(Saved entries)
──────
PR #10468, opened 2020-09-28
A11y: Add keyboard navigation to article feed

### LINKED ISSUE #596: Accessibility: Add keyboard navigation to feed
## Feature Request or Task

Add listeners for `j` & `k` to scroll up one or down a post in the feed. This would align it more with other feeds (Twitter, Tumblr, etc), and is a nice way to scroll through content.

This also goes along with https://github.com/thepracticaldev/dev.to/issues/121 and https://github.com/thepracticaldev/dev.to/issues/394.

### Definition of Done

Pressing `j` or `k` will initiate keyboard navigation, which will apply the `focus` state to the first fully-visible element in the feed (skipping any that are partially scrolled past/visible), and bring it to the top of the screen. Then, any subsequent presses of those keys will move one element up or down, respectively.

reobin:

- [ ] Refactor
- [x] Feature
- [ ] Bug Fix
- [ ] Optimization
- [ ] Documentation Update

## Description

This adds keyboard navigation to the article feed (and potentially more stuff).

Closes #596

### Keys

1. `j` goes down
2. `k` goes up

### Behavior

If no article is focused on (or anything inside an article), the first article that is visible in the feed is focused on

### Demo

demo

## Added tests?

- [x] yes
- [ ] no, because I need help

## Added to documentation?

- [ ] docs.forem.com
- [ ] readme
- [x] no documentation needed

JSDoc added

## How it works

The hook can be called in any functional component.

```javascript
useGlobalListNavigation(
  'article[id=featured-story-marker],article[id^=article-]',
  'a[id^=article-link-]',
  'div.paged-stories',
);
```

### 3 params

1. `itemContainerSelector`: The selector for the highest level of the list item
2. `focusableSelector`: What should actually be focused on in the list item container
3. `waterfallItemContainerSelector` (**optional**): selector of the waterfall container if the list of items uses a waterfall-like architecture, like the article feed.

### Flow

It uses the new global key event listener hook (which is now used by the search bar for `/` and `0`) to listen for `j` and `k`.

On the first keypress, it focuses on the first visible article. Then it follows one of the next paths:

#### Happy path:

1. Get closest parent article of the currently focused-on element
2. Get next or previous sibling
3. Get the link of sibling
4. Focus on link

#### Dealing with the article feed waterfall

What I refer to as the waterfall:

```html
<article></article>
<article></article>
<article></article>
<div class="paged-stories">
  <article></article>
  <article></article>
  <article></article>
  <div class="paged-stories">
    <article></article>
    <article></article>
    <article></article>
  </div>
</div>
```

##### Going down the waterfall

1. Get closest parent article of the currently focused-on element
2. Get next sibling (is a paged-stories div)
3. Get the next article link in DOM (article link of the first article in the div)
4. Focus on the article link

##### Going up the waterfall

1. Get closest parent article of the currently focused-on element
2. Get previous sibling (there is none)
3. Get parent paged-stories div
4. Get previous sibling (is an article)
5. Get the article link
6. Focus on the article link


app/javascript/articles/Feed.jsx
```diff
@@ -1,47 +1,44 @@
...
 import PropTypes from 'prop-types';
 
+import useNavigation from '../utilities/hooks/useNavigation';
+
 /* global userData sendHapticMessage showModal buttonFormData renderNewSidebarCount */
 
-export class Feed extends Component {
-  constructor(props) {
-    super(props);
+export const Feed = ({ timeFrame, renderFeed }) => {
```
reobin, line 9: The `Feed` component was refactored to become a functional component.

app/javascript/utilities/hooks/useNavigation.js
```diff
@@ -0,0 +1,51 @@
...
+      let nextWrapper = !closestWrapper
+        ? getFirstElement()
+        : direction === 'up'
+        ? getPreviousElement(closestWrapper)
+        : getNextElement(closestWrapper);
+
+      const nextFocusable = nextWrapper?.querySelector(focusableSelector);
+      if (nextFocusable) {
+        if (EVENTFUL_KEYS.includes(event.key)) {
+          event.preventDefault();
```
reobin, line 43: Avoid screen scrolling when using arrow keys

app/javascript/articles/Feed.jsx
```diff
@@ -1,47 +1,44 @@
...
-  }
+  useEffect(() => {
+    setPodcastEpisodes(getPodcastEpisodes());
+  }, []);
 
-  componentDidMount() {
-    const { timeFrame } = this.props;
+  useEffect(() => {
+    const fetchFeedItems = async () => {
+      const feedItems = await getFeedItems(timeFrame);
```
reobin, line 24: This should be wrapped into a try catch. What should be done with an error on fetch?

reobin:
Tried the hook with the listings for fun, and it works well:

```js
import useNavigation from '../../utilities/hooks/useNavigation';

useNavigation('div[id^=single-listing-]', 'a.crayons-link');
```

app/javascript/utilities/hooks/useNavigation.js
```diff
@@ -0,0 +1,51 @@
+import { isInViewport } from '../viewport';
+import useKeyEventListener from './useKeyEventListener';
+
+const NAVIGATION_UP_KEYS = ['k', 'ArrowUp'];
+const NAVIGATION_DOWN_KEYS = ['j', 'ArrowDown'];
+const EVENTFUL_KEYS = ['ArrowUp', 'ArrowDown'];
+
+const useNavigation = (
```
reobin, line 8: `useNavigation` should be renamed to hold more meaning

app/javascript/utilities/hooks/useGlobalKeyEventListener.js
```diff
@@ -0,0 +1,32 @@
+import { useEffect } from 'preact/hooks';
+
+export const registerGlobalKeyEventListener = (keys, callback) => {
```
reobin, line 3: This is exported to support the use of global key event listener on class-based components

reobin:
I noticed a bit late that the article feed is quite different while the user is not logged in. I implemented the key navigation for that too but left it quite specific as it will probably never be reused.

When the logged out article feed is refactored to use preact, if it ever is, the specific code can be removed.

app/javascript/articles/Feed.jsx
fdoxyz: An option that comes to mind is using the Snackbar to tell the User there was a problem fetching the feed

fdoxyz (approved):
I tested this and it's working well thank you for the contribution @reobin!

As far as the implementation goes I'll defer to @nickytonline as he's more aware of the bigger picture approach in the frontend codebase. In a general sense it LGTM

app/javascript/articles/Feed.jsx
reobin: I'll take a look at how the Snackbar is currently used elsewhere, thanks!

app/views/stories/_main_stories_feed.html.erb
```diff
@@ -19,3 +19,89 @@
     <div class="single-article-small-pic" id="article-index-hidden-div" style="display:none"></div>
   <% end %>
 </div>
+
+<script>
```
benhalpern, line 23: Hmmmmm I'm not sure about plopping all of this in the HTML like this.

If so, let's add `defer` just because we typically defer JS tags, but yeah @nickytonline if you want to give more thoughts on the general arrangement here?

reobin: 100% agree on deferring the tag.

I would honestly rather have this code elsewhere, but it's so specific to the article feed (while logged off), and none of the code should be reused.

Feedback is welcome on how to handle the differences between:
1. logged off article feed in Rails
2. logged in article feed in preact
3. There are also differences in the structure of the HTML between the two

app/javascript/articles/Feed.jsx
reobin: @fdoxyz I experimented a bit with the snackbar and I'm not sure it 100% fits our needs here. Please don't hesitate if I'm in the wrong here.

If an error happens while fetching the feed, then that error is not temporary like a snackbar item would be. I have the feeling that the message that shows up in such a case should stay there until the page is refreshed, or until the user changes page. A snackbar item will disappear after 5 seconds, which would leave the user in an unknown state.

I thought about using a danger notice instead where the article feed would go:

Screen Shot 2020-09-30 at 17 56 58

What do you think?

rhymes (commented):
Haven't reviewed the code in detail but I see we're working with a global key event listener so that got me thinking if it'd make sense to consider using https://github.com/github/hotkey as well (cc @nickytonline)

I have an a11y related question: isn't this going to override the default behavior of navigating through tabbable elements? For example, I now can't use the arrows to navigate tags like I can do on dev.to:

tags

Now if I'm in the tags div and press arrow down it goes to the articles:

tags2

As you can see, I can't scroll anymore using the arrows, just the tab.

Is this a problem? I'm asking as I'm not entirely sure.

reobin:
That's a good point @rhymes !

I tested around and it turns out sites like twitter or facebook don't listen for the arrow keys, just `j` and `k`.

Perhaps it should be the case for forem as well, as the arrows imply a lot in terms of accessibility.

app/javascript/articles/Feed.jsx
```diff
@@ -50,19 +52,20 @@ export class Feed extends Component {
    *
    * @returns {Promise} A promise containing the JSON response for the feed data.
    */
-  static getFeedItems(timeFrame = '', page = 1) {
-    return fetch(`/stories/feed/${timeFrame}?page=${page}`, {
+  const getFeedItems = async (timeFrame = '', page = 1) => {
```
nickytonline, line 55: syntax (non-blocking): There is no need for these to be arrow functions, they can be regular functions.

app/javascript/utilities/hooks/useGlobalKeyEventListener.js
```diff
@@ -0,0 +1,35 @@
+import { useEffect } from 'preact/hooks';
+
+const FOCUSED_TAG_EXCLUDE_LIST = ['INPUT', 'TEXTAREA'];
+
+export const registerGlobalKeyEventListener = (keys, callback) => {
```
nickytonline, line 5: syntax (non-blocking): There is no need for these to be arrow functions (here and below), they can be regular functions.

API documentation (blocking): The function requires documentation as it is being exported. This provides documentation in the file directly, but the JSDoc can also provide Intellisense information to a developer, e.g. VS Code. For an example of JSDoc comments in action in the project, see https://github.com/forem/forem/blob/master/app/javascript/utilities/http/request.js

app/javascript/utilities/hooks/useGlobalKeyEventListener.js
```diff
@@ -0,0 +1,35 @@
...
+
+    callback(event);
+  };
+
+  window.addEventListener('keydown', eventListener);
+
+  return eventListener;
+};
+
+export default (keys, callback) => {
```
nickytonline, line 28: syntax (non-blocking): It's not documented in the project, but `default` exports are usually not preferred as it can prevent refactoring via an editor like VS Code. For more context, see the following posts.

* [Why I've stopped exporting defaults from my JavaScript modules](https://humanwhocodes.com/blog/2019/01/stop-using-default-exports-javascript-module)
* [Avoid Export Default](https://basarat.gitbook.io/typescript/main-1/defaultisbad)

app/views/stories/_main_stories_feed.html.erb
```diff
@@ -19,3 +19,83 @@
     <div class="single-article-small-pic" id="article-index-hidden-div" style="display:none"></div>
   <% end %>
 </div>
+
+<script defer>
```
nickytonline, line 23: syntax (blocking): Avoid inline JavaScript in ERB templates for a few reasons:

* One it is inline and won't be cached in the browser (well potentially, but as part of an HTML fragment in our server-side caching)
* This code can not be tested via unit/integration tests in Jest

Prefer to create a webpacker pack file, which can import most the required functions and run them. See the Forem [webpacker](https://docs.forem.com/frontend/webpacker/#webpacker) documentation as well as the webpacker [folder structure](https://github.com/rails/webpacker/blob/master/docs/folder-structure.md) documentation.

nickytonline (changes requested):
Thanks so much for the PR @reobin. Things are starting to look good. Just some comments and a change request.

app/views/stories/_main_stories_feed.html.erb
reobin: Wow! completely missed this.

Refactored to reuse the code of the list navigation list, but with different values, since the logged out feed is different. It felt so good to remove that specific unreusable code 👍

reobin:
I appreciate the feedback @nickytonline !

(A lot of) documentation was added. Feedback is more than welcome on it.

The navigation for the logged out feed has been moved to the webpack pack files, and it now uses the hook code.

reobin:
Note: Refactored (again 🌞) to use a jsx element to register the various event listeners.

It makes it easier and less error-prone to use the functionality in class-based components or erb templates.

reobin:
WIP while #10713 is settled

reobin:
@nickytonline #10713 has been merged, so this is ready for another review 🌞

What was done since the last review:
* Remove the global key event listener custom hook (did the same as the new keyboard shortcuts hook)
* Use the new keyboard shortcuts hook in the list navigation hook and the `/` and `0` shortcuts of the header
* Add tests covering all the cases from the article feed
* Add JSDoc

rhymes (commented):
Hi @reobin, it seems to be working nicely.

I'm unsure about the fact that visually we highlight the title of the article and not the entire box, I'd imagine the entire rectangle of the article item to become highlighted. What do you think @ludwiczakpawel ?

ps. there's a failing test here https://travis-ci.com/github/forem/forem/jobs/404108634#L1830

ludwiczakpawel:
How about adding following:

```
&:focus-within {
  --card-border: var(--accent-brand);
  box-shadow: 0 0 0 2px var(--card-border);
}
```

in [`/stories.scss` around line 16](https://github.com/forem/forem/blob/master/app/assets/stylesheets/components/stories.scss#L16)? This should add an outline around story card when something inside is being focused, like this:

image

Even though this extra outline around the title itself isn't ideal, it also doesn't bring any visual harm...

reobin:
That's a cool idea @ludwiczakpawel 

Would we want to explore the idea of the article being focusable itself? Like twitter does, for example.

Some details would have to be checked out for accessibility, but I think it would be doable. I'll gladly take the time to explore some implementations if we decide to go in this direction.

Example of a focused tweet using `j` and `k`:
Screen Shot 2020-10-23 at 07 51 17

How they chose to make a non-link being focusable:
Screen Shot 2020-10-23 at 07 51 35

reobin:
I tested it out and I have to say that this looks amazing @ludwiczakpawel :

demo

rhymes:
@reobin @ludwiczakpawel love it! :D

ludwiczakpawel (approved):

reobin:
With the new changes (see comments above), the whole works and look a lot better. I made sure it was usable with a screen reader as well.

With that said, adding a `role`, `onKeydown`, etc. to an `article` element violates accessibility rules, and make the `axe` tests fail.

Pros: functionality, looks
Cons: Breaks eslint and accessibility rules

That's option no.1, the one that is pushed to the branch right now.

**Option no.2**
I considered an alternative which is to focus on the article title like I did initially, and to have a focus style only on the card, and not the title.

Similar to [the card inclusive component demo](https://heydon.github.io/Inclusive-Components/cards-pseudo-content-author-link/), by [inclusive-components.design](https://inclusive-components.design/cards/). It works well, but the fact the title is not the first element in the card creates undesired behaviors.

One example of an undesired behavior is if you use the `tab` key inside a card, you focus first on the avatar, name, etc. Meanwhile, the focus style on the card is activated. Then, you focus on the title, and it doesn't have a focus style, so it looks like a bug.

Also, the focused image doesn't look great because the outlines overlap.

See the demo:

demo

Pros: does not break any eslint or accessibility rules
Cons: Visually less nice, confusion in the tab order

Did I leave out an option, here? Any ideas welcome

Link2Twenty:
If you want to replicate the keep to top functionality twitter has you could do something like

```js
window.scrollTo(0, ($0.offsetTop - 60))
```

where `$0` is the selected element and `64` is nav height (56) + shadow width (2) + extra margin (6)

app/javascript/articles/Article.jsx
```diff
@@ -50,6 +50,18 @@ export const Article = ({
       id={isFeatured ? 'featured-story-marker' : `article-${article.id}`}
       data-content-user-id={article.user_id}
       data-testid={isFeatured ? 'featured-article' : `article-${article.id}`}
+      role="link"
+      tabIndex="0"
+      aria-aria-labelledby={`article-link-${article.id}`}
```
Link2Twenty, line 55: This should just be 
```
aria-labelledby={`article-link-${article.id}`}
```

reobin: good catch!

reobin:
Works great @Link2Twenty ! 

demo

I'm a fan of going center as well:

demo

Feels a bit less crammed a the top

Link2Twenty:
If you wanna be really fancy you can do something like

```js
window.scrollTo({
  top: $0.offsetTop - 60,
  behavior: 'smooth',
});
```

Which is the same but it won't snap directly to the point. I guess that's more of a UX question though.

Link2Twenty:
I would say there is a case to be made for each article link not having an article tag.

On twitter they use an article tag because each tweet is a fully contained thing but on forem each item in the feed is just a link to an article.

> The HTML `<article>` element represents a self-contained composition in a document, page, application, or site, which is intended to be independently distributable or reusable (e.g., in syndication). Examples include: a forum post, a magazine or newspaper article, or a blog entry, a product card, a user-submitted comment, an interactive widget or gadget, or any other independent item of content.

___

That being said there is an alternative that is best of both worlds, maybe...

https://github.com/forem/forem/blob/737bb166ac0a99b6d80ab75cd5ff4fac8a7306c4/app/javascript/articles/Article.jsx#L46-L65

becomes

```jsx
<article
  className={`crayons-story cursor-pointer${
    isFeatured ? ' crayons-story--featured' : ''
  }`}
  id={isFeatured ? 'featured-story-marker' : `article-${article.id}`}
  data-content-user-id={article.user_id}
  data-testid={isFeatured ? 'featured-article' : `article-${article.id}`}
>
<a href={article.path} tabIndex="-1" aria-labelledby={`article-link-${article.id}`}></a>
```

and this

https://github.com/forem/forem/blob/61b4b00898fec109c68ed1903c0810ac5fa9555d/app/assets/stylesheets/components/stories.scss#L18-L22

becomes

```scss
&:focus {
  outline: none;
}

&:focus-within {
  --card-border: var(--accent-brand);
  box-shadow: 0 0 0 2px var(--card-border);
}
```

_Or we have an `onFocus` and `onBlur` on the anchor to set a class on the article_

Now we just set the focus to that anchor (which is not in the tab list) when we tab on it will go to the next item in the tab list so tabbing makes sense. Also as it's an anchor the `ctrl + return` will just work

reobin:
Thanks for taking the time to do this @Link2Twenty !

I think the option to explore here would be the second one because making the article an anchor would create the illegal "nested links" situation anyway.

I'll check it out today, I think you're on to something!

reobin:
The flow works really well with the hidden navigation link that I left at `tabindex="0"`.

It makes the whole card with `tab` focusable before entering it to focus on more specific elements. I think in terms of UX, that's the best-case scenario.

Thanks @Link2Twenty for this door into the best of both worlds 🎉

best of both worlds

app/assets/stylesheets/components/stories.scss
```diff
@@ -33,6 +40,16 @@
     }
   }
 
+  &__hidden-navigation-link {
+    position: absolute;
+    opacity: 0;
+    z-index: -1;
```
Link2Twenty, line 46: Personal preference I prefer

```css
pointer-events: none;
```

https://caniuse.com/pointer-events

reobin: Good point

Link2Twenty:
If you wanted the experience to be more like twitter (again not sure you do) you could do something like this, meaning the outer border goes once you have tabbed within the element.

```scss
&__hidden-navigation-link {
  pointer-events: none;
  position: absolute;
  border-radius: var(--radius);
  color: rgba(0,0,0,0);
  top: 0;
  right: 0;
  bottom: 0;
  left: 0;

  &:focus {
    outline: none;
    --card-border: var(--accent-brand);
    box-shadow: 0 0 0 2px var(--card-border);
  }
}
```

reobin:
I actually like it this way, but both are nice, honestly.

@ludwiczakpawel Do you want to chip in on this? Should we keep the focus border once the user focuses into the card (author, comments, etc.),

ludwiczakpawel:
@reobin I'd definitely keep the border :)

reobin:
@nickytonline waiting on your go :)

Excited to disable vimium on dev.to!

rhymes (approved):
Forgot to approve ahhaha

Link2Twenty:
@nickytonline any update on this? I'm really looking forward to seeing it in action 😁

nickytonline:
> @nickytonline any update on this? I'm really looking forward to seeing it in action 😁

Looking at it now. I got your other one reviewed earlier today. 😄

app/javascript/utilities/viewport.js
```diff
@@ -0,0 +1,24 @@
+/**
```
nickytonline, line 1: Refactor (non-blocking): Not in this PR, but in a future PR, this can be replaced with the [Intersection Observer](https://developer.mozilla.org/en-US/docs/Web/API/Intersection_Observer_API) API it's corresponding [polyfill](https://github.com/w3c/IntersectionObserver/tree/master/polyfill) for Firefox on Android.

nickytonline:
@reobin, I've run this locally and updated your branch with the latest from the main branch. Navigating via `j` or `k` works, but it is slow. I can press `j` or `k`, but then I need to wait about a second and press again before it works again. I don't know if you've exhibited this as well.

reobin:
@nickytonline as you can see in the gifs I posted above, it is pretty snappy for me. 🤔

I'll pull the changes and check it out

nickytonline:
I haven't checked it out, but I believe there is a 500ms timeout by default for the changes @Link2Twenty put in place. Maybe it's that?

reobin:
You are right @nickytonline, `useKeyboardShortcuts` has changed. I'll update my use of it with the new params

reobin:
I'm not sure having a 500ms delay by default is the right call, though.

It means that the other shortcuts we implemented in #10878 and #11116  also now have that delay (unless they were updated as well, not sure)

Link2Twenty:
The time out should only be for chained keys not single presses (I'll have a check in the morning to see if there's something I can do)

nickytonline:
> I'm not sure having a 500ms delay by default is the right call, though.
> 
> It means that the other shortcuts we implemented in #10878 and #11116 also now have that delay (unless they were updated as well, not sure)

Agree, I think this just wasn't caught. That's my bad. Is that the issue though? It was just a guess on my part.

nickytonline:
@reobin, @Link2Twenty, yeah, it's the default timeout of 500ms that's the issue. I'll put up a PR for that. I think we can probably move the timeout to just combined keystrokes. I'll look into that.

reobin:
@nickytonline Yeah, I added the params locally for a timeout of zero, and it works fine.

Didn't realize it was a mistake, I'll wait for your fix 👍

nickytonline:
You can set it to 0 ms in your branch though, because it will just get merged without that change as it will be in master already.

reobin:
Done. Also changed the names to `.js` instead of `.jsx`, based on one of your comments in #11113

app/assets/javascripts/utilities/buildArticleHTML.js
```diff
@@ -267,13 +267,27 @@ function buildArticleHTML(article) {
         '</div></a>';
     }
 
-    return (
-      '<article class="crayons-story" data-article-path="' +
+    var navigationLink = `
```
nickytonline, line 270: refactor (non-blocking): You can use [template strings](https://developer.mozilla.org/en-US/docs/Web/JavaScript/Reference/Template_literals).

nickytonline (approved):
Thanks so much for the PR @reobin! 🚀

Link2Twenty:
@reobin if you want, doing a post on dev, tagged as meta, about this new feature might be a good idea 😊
──────
Activity: Your answer should be each line of the data that contains the word "tests", copied as it stands.

Problem solution:
## Added tests?
* This code can not be tested via unit/integration tests in Jest
* Add tests covering all the cases from the article feed
With that said, adding a `role`, `onKeydown`, etc. to an `article` element violates accessibility rules, and make the `axe` tests fail.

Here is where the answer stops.